Stored data:
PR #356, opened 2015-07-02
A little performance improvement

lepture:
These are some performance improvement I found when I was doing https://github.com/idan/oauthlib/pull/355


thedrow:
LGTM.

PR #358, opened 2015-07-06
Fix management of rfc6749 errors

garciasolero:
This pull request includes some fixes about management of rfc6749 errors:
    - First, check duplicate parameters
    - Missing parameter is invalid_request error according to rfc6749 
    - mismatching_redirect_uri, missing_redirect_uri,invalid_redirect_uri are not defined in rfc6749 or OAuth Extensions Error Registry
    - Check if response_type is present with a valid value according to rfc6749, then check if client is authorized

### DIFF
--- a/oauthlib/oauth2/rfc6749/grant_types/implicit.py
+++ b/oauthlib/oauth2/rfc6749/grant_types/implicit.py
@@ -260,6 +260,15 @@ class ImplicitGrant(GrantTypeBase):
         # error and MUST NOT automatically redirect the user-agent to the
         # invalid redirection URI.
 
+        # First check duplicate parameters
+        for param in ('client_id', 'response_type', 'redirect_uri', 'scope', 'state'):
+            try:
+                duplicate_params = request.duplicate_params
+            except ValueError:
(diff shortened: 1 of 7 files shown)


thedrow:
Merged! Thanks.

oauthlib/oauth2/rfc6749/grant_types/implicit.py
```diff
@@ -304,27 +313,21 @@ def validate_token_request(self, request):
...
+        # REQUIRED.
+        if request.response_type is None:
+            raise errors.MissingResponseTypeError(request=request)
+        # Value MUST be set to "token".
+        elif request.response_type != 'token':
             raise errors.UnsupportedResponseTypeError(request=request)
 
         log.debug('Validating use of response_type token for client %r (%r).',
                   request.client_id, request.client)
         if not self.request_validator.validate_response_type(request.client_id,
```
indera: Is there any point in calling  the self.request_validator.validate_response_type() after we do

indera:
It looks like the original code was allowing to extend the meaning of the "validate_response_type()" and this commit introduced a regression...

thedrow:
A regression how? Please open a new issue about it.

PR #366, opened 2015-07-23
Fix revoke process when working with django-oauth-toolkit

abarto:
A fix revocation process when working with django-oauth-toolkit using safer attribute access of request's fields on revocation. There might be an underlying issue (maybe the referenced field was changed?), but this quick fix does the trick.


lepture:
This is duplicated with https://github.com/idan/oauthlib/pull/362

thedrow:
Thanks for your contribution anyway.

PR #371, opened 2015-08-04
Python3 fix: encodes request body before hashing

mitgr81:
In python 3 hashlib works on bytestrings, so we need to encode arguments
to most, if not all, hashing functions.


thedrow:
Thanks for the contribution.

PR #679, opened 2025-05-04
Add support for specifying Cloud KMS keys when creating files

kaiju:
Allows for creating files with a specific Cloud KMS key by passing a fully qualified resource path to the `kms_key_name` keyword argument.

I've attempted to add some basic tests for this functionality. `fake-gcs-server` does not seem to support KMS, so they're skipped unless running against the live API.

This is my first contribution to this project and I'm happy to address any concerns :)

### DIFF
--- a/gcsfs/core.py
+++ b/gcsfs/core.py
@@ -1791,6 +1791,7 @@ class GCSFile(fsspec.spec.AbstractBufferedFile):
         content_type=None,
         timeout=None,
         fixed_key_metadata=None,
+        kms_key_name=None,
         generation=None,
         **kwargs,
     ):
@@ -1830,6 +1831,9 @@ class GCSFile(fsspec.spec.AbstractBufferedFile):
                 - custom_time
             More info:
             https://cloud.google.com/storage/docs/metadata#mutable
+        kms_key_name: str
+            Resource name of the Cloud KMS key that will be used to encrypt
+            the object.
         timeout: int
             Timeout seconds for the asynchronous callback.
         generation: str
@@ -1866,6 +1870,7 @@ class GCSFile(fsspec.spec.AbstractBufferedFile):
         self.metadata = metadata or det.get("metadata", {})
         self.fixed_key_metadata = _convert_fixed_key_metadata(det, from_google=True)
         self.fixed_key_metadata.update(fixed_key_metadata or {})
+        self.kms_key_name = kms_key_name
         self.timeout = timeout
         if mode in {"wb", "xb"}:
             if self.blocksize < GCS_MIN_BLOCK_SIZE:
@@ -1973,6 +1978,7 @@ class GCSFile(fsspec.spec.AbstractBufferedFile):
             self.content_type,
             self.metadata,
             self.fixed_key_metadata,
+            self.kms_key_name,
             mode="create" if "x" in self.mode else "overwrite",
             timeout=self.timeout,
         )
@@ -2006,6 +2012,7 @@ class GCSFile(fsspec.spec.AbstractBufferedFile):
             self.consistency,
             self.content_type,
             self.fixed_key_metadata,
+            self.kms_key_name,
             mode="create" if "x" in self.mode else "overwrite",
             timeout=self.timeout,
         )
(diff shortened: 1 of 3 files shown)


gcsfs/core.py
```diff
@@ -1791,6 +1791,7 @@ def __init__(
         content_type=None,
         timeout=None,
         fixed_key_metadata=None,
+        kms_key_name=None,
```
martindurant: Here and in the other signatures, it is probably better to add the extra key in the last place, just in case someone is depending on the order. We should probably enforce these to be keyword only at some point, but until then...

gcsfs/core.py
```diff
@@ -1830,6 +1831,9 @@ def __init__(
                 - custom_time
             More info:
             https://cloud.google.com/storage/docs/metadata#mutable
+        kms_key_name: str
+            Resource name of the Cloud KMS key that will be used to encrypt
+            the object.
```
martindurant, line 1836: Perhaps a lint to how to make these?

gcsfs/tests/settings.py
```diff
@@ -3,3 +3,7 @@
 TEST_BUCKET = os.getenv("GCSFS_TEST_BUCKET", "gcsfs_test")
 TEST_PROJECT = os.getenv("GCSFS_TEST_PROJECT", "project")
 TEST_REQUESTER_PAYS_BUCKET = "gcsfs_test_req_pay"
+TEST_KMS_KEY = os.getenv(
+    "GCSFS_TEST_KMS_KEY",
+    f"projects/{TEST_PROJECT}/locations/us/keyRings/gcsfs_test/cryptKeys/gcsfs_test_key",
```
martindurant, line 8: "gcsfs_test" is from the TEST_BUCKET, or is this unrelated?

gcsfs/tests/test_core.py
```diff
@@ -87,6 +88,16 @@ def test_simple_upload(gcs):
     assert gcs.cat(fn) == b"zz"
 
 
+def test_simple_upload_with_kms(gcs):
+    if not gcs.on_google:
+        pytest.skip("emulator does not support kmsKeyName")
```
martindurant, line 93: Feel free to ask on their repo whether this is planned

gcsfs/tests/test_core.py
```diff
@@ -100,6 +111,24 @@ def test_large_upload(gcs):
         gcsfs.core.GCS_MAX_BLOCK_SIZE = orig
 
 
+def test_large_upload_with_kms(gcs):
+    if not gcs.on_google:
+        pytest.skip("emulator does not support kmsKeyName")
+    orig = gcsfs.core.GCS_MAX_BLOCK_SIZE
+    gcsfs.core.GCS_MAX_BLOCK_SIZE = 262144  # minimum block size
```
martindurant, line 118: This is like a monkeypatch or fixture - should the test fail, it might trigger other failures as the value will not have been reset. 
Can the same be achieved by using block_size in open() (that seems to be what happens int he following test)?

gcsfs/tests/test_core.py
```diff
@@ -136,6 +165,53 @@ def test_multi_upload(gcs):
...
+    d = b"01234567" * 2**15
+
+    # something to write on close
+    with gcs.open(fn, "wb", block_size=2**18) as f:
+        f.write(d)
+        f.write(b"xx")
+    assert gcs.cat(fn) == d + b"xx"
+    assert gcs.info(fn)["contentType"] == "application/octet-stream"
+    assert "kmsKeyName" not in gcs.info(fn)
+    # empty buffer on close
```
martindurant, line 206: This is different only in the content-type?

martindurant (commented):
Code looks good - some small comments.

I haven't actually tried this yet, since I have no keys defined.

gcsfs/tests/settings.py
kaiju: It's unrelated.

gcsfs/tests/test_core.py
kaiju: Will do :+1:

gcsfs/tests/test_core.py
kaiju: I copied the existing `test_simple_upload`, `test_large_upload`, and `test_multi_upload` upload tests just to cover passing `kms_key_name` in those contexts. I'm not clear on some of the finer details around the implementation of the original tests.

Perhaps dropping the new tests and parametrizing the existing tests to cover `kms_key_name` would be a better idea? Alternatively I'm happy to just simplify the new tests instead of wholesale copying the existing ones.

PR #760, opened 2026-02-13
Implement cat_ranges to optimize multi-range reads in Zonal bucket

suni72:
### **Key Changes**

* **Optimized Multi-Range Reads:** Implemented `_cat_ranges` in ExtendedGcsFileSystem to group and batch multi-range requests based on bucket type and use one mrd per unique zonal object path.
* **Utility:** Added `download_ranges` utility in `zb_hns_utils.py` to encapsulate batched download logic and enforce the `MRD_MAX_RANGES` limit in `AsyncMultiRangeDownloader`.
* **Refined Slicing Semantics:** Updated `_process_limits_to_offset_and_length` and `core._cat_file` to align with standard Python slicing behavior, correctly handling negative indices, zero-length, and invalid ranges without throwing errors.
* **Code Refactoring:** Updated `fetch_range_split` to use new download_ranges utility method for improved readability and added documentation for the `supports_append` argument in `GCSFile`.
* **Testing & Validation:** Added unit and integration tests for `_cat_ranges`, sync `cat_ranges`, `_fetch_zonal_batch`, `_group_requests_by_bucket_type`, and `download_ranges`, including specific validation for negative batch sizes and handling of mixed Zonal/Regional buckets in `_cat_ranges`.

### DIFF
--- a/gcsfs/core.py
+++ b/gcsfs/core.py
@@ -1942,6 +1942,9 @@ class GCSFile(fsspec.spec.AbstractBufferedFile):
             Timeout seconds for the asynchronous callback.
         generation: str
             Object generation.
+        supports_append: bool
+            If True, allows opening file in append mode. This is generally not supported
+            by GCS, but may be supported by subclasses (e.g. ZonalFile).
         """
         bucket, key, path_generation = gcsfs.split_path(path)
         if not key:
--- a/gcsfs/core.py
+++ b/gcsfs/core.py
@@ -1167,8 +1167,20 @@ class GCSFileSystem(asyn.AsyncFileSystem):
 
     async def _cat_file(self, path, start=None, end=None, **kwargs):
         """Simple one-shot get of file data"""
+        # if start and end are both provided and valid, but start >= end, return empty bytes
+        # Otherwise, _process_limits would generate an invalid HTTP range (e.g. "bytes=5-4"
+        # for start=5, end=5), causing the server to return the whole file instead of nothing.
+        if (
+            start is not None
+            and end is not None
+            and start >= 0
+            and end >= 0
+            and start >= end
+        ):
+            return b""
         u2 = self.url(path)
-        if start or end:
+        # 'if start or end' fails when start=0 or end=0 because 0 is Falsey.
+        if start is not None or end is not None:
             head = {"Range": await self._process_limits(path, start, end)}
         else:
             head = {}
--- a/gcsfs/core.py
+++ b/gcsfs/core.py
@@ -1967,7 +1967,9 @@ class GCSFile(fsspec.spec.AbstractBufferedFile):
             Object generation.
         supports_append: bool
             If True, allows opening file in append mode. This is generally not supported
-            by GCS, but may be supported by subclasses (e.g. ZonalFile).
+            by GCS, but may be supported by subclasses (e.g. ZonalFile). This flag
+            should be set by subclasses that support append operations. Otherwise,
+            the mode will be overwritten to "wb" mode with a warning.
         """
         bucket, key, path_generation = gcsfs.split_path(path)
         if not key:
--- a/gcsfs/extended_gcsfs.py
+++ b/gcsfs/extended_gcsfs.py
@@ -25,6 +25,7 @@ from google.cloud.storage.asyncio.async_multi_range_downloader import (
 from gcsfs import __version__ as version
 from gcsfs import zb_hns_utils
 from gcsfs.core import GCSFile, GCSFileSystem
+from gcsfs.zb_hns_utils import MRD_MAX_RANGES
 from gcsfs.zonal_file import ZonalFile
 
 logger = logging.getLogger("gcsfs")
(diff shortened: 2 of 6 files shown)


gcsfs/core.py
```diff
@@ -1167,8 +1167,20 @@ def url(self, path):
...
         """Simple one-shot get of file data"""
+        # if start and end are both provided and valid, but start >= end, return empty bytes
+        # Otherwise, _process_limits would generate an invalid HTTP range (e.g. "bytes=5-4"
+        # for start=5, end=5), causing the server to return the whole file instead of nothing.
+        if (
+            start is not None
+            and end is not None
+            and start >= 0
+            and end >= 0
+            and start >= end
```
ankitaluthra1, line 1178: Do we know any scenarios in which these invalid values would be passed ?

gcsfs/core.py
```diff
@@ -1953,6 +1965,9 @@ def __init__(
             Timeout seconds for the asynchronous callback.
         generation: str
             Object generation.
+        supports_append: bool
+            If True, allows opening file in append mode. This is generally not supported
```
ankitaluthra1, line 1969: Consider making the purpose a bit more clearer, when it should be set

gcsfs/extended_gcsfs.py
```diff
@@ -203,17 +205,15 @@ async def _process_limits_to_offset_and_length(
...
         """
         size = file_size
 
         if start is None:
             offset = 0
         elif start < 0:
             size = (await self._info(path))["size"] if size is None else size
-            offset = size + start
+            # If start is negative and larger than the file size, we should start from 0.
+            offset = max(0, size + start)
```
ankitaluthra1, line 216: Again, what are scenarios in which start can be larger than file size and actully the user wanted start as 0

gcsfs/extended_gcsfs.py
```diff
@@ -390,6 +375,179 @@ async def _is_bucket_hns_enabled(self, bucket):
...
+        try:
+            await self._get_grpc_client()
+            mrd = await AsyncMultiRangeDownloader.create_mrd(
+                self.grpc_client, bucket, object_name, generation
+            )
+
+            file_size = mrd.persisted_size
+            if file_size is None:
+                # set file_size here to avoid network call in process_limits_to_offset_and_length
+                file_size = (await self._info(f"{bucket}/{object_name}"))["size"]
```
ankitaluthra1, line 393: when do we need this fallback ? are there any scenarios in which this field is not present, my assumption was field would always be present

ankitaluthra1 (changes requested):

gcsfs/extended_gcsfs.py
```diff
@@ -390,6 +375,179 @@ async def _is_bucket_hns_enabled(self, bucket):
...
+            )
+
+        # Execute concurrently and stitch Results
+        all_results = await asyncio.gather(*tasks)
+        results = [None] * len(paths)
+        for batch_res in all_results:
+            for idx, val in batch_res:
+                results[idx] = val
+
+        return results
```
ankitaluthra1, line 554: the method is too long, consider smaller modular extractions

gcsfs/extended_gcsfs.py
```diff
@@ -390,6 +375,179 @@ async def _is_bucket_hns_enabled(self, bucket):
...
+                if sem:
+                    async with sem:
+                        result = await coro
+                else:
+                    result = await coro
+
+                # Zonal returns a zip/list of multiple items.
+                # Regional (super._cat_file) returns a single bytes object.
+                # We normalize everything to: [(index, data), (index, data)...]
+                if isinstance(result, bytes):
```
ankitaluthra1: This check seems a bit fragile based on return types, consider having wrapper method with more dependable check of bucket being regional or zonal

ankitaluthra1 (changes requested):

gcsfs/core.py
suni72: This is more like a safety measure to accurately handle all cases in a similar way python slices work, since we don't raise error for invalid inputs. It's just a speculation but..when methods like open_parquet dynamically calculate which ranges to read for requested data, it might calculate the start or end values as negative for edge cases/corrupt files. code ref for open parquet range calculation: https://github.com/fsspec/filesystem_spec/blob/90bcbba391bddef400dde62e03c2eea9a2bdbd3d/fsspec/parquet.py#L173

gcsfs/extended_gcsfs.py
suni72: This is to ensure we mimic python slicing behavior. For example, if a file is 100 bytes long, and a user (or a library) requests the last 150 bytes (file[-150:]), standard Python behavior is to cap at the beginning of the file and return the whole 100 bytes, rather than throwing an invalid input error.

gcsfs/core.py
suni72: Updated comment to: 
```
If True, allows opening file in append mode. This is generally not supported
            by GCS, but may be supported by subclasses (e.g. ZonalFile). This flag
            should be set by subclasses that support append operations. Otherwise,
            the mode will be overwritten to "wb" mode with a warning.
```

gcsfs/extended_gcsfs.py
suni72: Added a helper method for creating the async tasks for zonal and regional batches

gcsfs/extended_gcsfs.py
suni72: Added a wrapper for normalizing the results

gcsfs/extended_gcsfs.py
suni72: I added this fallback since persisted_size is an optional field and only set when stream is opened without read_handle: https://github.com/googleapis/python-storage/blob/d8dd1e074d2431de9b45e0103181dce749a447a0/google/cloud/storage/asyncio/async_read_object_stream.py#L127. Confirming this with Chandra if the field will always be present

WHAT TO DO. Within the records above, how many lines include the word "shortened"? State the number by itself.

RESPONSE TO THE TASK. 3